PR #1092, opened 2020-12-07
fix: only access the proxy-enabled extension if we need to

erunion:
## 🧰 What's being changed?

* [x] Changes `@readme/oas-to-har` to only look for the `x-proxy-enabled` OAS extension if the option to do so has been passed into the library.

### DIFF
--- a/packages/oas-to-har/src/index.js
+++ b/packages/oas-to-har/src/index.js
@@ -81,10 +81,10 @@ module.exports = (
     httpVersion: 'HTTP/1.1',
   };
 
-  const proxyEnabled = extensions.getExtension(extensions.PROXY_ENABLED, oas, operation);
-  // TODO look to move this to Oas class as well
-  if (proxyEnabled && opts.proxyUrl) {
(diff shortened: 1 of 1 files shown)


packages/oas-to-har/src/index.js
```diff
@@ -81,10 +81,10 @@ module.exports = (
     httpVersion: 'HTTP/1.1',
   };
 
-  const proxyEnabled = extensions.getExtension(extensions.PROXY_ENABLED, oas, operation);
-  // TODO look to move this to Oas class as well
-  if (proxyEnabled && opts.proxyUrl) {
-    har.url = `https://try.readme.io/${har.url}`;
+  if (opts.proxyUrl) {
```
gratcliff, line 84: Do we not need to check for `proxyEnabled` any longer?

erunion: `proxyEnabled` was the result of the `getExtension` call and is still in use on line 85.

Dashron (approved):
code looks good

Issue #1751, opened 2024-02-22
Add L1 storage to trace data


war-in:
### Which component is your feature related to?

Forge

### Feature Request

We should add storage diff to trace.

MaksymilianDemitraszek:
Specific case we should handle correctly is the case when the storage update is negative (entry point updates state that was previously changed to default value). We probably need to track each storage cell individually and blame the entry point that set the storage last.

Issue #1725, opened 2024-02-16
MVP function level profiling


war-in:
### Which component is your feature related to?

Forge

### Feature Request

@MaksymilianDemitraszek please elaborate on that 🙏

piotmag769:
Blocked by #846

MaksymilianDemitraszek:
We want the graph to be a call graph of all functions not only entry-points.

Relevant mappins are already built in the cairo compiler. We need to extend scarb to be able to produce artifacts from those which profiler will be able to consume as optional.

PR #1823, opened 2024-03-05
Storage diff in trace

war-in:
Closes (on forge side) #1751 

## Introduced changes

-

## Checklist

- [x] Linked relevant issue
- [x] Added relevant tests


crates/cheatnet/src/state.rs
```diff
@@ -446,6 +465,25 @@ impl TraceData {
     }
 }
 
+fn get_storage_values_updated(after: &CommitmentStateDiff, before: &CommitmentStateDiff) -> isize {
```
Arcticae, line 468: This will be misleading and could be inaccurate when profiling for few reasons:
1. The diff is calculated in scope of the whole transaction, so that you don't pay for series of ops like `a: 1 -> a: 2`  and then later `a: 2 -> a: 1` (`a` being the storage address). This profiling metric makes sense only for a top-level call in the test IMO.
2. This doesn't seem to take into account the forking scenario, where we calculate the diff based on the chain state (above scenario applies)

Arcticae (changes requested):

MaksymilianDemitraszek:
Closing this one for now as it only accumulates conflicts. we will work on it after #1725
══════════════════════════════
What you are asked to do → Produce the whole listing again, exactly as it reads above.

Exercise output →
PR #1092, opened 2020-12-07
fix: only access the proxy-enabled extension if we need to

erunion:
## 🧰 What's being changed?

* [x] Changes `@readme/oas-to-har` to only look for the `x-proxy-enabled` OAS extension if the option to do so has been passed into the library.

### DIFF
--- a/packages/oas-to-har/src/index.js
+++ b/packages/oas-to-har/src/index.js
@@ -81,10 +81,10 @@ module.exports = (
     httpVersion: 'HTTP/1.1',
   };
 
-  const proxyEnabled = extensions.getExtension(extensions.PROXY_ENABLED, oas, operation);
-  // TODO look to move this to Oas class as well
-  if (proxyEnabled && opts.proxyUrl) {
(diff shortened: 1 of 1 files shown)


packages/oas-to-har/src/index.js
```diff
@@ -81,10 +81,10 @@ module.exports = (
     httpVersion: 'HTTP/1.1',
   };
 
-  const proxyEnabled = extensions.getExtension(extensions.PROXY_ENABLED, oas, operation);
-  // TODO look to move this to Oas class as well
-  if (proxyEnabled && opts.proxyUrl) {
-    har.url = `https://try.readme.io/${har.url}`;
+  if (opts.proxyUrl) {
```
gratcliff, line 84: Do we not need to check for `proxyEnabled` any longer?

erunion: `proxyEnabled` was the result of the `getExtension` call and is still in use on line 85.

Dashron (approved):
code looks good

Issue #1751, opened 2024-02-22
Add L1 storage to trace data


war-in:
### Which component is your feature related to?

Forge

### Feature Request

We should add storage diff to trace.

MaksymilianDemitraszek:
Specific case we should handle correctly is the case when the storage update is negative (entry point updates state that was previously changed to default value). We probably need to track each storage cell individually and blame the entry point that set the storage last.

Issue #1725, opened 2024-02-16
MVP function level profiling


war-in:
### Which component is your feature related to?

Forge

### Feature Request

@MaksymilianDemitraszek please elaborate on that 🙏

piotmag769:
Blocked by #846

MaksymilianDemitraszek:
We want the graph to be a call graph of all functions not only entry-points.

Relevant mappins are already built in the cairo compiler. We need to extend scarb to be able to produce artifacts from those which profiler will be able to consume as optional.

PR #1823, opened 2024-03-05
Storage diff in trace

war-in:
Closes (on forge side) #1751 

## Introduced changes

-

## Checklist

- [x] Linked relevant issue
- [x] Added relevant tests


crates/cheatnet/src/state.rs
```diff
@@ -446,6 +465,25 @@ impl TraceData {
     }
 }
 
+fn get_storage_values_updated(after: &CommitmentStateDiff, before: &CommitmentStateDiff) -> isize {
```
Arcticae, line 468: This will be misleading and could be inaccurate when profiling for few reasons:
1. The diff is calculated in scope of the whole transaction, so that you don't pay for series of ops like `a: 1 -> a: 2`  and then later `a: 2 -> a: 1` (`a` being the storage address). This profiling metric makes sense only for a top-level call in the test IMO.
2. This doesn't seem to take into account the forking scenario, where we calculate the diff based on the chain state (above scenario applies)

Arcticae (changes requested):

MaksymilianDemitraszek:
Closing this one for now as it only accumulates conflicts. we will work on it after #1725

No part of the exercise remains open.